- WORK INSTRUCTIONS -
Every line with the word "opened" in it should be extracted from the data that follows.

RECORDS SHOWN: Begin

PR #2082, opened 2023-01-26
Fixed FR translation

oxhak:


k9ert:
Thank you. I think there are lots of other missing translations. Opening the french version looks like half of it is in falling back to english. Would you be interested to add more?

oxhak:
Yes I will, you can merge this one in the meantime and I'll let you know when I've completed what's missing for a new commit.

PR #2102, opened 2023-01-30
Added specter installation step

PaarthAgarwal:
Closes https://github.com/cryptoadvance/specterext-stacktrack/issues/1.


k9ert:
Sorry for the late reply. I don't think that makes so much sense. In line 18 of the same file we already have an installation of specter even with an `--upgrade`. It's true that the depency to specter is not trivial and there are more than one way to fix it but i've created a whole section to address it:
https://docs.specter.solutions/desktop/extensions/intro/#virtualenv-management

So, i'll close this as not necessary.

RECORDS SHOWN: End

- THE COMPLETED TASK -
PR #2082, opened 2023-01-26
PR #2102, opened 2023-01-30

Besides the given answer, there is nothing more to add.